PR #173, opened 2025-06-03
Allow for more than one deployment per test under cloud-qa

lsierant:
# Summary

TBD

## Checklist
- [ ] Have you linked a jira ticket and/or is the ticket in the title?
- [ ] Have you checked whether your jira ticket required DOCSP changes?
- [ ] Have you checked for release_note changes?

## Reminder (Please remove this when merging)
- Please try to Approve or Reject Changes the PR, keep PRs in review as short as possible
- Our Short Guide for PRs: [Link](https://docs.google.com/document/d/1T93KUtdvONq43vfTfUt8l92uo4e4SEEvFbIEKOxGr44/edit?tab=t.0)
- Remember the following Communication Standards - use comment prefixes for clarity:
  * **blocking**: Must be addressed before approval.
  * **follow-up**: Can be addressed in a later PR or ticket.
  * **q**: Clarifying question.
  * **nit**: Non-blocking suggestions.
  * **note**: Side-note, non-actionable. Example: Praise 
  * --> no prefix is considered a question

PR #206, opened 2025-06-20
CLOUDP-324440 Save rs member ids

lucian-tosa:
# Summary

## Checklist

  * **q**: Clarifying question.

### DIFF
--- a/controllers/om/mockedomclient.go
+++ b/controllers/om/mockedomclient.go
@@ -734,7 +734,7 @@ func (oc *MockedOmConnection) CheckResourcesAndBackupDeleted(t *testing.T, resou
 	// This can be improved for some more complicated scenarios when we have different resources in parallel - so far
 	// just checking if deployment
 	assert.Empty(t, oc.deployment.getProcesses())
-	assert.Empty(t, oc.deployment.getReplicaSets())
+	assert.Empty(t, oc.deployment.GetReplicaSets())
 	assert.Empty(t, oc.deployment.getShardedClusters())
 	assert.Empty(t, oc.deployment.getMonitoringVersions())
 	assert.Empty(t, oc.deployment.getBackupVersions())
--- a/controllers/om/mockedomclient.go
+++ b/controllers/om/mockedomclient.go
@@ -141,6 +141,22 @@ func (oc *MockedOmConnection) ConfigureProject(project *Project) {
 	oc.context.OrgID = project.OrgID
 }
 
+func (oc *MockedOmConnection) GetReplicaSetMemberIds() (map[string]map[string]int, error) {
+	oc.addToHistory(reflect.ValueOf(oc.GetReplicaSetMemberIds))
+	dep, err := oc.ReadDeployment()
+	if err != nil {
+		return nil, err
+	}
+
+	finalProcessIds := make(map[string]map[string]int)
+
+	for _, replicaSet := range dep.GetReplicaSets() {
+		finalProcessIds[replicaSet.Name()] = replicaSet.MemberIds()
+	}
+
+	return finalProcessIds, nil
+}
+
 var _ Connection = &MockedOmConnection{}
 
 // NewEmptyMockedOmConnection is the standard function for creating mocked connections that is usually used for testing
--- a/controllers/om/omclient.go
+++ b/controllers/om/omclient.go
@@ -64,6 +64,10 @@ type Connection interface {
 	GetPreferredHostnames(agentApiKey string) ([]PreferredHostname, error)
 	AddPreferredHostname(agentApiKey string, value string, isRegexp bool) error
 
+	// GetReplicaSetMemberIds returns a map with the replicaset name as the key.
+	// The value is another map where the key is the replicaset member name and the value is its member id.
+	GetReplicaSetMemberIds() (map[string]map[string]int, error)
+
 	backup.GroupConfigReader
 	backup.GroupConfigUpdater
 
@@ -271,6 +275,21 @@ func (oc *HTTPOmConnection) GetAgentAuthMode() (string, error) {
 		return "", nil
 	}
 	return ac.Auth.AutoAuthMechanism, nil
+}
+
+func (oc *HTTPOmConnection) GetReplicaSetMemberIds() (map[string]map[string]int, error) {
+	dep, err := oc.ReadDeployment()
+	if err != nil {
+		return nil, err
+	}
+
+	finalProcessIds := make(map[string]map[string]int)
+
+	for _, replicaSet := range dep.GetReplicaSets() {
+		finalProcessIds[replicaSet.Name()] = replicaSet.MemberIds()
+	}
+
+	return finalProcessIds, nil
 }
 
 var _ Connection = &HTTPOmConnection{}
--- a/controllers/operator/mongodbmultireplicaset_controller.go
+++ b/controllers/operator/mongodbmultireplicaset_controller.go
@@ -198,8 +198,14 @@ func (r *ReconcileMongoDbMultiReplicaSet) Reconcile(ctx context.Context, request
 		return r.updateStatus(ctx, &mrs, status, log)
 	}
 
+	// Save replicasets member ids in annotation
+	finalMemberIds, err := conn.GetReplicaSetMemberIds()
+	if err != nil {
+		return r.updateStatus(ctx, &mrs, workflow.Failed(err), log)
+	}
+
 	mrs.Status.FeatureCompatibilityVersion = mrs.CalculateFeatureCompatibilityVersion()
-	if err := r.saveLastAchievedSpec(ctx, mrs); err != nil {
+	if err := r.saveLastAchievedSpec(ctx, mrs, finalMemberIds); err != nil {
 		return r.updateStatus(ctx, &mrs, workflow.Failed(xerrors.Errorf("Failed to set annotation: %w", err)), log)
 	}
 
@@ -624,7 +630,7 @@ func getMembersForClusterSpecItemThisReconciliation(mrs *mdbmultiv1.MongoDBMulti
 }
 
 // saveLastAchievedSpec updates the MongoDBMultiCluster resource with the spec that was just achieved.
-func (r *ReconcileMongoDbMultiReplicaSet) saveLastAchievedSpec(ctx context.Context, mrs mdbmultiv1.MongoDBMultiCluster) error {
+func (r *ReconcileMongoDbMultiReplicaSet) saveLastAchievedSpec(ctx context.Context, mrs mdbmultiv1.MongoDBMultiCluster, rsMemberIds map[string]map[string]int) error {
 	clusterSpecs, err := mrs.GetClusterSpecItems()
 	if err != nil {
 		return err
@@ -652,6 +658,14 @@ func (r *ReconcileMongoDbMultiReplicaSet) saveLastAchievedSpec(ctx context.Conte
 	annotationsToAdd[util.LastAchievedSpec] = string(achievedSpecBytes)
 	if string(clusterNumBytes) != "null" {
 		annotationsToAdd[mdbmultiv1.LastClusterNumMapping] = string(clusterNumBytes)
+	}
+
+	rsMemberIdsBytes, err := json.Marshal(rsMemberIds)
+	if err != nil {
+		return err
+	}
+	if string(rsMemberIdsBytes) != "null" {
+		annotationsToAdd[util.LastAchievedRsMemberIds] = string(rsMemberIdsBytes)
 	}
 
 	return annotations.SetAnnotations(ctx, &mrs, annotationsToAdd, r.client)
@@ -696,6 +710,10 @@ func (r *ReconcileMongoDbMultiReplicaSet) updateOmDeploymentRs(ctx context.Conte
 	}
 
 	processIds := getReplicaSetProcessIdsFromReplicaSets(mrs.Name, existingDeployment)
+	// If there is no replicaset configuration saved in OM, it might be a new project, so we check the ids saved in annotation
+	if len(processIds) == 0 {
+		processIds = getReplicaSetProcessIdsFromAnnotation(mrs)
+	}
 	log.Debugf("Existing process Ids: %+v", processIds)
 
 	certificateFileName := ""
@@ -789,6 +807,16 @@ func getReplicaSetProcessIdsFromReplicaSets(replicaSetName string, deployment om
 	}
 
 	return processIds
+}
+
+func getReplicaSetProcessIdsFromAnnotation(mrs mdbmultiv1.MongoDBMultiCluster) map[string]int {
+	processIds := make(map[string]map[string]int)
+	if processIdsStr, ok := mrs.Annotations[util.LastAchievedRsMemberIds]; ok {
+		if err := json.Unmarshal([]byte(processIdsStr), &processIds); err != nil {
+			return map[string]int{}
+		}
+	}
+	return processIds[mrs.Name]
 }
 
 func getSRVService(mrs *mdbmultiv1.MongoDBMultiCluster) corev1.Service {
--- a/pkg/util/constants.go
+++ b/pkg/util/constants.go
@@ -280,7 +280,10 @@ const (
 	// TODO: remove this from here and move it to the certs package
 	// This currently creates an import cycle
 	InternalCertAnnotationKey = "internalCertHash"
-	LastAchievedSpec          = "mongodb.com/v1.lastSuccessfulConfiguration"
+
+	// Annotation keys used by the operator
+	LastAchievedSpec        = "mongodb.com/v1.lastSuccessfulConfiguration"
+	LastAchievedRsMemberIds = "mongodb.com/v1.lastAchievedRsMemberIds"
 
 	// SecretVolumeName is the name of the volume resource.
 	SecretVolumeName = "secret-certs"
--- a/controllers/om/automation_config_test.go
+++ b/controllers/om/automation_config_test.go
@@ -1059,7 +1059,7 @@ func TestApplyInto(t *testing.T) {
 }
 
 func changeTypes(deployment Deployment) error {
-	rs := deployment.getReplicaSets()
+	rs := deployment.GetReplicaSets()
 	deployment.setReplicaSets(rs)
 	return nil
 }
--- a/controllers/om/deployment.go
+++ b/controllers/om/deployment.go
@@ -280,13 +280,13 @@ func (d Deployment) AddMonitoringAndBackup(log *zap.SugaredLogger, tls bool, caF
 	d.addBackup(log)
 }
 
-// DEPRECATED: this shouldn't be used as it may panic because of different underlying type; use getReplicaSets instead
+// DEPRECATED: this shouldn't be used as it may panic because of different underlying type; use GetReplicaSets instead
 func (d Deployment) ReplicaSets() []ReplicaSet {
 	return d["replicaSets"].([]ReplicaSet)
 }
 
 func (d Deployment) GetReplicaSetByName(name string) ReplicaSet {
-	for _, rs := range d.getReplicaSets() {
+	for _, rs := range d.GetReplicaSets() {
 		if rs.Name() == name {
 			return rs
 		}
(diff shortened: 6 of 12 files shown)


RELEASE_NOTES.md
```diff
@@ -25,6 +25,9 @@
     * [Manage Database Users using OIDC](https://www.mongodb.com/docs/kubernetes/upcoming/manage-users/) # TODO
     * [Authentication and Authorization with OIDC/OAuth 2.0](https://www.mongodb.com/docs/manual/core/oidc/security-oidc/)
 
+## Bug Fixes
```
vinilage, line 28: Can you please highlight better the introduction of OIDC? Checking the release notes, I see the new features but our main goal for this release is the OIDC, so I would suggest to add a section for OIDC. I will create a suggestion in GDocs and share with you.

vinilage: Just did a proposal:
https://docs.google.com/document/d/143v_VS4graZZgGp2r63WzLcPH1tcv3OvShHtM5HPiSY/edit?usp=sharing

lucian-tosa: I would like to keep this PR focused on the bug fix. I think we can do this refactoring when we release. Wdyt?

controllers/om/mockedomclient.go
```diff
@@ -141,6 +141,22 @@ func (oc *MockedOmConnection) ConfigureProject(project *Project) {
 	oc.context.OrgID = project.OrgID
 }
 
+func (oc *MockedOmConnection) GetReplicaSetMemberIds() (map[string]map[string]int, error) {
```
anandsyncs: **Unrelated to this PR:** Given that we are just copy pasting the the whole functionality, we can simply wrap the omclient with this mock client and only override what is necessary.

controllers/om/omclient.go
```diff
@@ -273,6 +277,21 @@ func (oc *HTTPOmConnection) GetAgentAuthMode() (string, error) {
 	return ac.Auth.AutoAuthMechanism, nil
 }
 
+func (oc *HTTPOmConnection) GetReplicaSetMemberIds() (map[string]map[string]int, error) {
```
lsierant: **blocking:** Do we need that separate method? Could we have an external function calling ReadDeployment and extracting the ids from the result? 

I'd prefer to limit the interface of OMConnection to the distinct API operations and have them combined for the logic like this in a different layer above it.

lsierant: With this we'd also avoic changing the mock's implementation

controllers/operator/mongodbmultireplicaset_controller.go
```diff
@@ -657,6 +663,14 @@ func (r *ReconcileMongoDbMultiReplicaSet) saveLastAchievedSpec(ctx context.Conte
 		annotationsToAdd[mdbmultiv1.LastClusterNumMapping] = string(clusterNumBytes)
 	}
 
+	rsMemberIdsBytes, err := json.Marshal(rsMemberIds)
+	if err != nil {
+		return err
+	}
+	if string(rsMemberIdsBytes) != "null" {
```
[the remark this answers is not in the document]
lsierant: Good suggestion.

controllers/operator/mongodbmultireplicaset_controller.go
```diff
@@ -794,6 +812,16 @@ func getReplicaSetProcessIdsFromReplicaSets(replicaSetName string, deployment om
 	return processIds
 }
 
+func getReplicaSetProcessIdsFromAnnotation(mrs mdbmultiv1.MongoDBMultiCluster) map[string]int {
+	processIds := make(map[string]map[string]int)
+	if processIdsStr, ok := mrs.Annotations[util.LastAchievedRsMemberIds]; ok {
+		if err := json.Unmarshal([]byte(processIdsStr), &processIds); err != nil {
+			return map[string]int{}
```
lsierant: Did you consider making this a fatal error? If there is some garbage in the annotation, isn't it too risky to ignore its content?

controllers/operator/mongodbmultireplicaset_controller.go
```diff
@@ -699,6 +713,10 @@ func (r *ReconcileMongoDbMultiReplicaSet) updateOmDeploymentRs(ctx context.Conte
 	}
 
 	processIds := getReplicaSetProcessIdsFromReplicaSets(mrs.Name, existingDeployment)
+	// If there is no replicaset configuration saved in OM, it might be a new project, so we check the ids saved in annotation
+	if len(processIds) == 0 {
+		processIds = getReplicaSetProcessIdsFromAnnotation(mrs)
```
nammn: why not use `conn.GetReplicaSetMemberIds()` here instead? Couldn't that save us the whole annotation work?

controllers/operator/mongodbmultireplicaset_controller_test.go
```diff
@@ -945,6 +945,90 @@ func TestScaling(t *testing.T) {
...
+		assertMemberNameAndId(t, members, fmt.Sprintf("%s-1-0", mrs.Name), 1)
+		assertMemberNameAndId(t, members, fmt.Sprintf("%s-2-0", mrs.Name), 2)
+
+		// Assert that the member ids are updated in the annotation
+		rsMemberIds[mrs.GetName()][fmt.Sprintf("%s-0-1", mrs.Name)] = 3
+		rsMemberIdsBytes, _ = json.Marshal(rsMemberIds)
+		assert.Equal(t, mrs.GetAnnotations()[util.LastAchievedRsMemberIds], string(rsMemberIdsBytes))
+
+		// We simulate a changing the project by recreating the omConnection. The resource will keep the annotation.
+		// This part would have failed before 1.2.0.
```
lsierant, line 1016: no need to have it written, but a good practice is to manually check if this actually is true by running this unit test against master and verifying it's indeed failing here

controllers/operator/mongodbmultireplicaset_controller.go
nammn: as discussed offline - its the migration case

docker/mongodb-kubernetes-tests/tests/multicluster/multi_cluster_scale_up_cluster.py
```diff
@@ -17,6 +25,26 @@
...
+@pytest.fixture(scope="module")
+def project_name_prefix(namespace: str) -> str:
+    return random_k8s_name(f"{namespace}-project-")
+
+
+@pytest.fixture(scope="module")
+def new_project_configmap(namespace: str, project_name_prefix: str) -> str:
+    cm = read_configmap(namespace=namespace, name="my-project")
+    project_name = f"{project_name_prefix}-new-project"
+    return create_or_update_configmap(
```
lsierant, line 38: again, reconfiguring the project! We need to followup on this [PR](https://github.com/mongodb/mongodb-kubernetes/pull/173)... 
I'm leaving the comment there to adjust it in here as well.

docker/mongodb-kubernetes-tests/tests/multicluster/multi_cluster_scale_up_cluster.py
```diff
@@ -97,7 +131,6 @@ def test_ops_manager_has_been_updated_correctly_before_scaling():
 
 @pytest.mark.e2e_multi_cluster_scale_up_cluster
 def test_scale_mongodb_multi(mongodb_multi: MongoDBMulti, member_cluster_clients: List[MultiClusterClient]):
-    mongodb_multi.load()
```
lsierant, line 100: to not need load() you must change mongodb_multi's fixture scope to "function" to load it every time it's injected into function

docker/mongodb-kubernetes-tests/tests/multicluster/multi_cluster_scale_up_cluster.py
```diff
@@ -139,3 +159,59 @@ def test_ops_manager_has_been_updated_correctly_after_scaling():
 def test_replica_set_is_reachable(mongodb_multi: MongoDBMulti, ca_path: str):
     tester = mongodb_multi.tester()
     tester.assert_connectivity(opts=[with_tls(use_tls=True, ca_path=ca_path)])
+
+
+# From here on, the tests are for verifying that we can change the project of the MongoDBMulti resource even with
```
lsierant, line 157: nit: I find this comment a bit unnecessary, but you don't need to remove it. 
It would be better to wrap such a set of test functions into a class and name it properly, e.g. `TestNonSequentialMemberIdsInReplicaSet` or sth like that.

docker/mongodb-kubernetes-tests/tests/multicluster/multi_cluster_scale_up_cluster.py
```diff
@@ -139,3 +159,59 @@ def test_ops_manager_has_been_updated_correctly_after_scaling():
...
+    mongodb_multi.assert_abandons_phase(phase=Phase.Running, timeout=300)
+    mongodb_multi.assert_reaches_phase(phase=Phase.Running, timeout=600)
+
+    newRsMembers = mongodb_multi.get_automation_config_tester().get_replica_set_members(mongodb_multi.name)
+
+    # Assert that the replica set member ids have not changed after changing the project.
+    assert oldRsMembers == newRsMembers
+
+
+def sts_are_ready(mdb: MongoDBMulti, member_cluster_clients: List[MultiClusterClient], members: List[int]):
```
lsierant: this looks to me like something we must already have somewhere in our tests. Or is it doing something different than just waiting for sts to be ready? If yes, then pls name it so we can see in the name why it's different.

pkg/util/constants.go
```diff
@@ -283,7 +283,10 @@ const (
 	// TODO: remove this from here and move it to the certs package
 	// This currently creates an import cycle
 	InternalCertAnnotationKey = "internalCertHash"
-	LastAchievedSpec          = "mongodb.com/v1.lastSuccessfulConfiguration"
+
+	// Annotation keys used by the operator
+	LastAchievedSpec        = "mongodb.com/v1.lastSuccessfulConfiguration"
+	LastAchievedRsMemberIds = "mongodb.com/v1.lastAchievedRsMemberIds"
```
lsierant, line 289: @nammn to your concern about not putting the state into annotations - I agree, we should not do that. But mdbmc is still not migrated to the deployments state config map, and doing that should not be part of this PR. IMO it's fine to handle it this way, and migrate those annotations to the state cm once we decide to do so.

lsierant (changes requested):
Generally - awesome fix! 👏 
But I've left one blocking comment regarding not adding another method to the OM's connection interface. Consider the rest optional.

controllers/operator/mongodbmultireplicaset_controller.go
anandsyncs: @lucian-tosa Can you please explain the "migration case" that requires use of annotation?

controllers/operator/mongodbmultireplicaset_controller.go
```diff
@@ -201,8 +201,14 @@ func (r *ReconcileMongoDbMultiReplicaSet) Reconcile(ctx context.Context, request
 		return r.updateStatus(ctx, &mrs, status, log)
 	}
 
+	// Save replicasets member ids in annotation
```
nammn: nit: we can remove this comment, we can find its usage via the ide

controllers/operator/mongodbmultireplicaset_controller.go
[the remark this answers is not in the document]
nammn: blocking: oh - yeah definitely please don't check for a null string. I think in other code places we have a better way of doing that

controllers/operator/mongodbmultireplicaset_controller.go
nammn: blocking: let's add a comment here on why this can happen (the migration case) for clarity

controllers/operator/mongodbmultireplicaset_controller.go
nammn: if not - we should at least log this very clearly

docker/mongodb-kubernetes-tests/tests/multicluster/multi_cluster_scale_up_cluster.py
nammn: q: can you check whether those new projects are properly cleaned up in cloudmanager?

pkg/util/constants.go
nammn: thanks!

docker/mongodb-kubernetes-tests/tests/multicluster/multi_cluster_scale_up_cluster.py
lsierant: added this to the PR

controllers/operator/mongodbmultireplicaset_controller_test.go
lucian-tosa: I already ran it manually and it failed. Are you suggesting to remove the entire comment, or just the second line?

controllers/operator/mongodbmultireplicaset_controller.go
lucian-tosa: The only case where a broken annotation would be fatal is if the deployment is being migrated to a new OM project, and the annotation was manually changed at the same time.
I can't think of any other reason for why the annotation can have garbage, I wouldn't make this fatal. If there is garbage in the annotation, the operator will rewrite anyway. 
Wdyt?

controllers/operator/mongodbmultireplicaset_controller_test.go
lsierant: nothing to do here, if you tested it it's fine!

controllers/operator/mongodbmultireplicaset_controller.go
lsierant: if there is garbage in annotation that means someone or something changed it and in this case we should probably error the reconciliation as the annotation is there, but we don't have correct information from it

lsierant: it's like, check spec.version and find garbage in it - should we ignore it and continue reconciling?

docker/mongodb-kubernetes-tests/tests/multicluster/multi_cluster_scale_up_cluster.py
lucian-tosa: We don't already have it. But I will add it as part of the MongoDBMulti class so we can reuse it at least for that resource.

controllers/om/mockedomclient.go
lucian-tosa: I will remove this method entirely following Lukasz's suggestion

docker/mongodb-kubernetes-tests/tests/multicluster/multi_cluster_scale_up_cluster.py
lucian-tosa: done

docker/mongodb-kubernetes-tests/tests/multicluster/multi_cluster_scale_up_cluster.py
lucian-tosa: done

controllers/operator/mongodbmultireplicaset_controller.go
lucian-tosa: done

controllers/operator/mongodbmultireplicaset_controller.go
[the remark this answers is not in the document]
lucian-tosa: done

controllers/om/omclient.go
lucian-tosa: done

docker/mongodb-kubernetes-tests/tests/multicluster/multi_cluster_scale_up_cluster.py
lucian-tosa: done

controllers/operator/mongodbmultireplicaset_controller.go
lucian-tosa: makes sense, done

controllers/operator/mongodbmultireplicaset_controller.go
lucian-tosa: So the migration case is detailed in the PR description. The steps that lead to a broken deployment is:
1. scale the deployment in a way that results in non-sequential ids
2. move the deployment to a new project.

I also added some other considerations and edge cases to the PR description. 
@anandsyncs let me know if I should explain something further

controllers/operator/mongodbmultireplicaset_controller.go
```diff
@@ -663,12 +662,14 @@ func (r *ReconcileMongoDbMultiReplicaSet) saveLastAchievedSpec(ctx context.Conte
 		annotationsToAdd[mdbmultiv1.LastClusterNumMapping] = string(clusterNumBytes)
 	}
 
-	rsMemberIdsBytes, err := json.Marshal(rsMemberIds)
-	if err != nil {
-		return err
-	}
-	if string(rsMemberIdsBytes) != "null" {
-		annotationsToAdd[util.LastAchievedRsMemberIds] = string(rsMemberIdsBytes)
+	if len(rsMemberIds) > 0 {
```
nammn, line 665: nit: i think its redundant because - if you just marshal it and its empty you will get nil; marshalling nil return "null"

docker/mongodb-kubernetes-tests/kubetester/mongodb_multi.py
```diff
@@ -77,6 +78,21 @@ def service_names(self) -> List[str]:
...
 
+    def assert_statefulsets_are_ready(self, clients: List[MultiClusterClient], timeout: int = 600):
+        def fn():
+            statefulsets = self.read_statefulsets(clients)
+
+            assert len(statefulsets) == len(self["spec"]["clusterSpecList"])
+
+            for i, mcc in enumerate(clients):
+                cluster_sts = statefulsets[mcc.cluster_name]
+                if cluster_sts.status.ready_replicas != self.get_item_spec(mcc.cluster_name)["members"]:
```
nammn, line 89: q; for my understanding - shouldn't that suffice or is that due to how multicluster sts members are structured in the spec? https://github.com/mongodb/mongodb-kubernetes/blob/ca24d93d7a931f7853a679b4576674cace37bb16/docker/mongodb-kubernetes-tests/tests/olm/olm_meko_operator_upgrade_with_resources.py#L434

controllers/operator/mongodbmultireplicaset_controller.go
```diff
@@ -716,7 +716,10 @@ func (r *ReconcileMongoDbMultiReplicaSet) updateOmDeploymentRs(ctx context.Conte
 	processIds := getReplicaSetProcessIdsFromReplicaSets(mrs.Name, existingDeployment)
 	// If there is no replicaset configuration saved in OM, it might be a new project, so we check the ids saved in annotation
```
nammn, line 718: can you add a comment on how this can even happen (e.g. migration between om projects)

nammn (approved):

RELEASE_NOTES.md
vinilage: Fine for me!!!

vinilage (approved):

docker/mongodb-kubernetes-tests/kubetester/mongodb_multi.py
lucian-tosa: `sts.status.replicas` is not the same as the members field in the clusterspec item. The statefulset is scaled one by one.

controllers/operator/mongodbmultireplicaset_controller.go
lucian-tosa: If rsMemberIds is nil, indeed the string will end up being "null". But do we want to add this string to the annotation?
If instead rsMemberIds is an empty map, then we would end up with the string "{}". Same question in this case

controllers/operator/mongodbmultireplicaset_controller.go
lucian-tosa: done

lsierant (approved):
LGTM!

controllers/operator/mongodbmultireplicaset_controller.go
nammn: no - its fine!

════════

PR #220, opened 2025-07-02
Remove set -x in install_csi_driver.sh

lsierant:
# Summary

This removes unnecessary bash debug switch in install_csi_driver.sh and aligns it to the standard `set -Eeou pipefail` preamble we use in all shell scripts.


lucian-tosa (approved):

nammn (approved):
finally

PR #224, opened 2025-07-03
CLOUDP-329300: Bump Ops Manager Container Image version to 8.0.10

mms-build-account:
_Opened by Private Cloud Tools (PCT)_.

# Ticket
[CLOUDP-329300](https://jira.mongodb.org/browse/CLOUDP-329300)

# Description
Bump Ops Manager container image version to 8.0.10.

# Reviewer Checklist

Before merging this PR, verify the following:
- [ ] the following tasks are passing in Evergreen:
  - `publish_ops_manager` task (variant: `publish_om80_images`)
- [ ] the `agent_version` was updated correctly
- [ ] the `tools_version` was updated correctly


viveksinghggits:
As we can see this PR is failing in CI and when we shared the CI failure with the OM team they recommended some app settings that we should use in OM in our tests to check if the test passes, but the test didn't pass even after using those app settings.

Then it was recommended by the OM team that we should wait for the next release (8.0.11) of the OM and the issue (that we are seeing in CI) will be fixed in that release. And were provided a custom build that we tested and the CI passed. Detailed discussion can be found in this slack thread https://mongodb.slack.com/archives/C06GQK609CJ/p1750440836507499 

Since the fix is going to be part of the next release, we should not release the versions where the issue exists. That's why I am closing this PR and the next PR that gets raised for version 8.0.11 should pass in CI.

════════

State the number of lines in the material holding the word "properly". Add nothing else.

→ Response for this exercise:
2